How to answer “Why do you want to work here?”
Related article
How to answer “Why do you want to work here?”

So, they asked the question: Why do you want to work here? Take a deep breath. Now, it is time to explain it in a way that impresses your interviewer.

How to improve your self-awareness

One of the important attributes of a successful candidate is self-awareness. This is a quality that is not an essential requirement for many job roles, so it may be worth taking some time to reconnect with yourself before you ponder the deeper questions around strengths and weaknesses. Here are a few activities to pursue if you want to explore who you are.
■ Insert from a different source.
PR #1488, opened 2021-04-13
[cinder-csi-plugin] Add microversion to GetVolumeByName

### LINKED ISSUE #1487: [cinder-csi-plugin] volumes list/get needs microversion passed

Reflect on your emotions. Regularly take time to identify and analyse your emotions, how they impact your actions, and the factors that trigger them.

Journalling. Keep a daily journal to record your thoughts, feelings, and experiences. This can help you identify patterns and gain insights into your thoughts and behaviours.

Seek feedback. Ask for honest feedback from friends, family, and colleagues about your strengths, weaknesses, and areas for improvement. Be open to constructive criticism.

Set personal goals. Establish clear, achievable goals for personal growth and self-improvement. Regularly evaluate your progress and adjust your goals as needed.

Practice mindfulness. Engage in mindfulness exercises, such as meditation or deep breathing, to help you focus on the present moment, your thoughts, and your feelings without judgement.

Personality assessments. Take personality tests, such as the Myers-Briggs Type Indicator or the Enneagram, to gain insights into your personality traits, preferences, and behavioural tendencies.

Develop empathy. Practice empathy by actively listening to others, understanding their perspectives, and putting yourself in their shoes. This will help you gain insights into your own emotions and reactions in different situations.

Talking about strengths and weaknesses in an interview is an excellent exercise in self-awareness. It offers the hiring manager some insights into how you will react during the appraisal process and beyond. An employee who is self-aware is someone who understands what levers they need to pull in order to improve performance.

Key takeaways

It is a safe bet that these two questions will come your way during an interview.

  1. Think carefully about your potential answers in advance.
  2. Choose the types of skills that you wish to share.
  3. Tell stories that are honest and that will add to your career story.
  4. Show that you are self-aware enough to know you are a work in progress.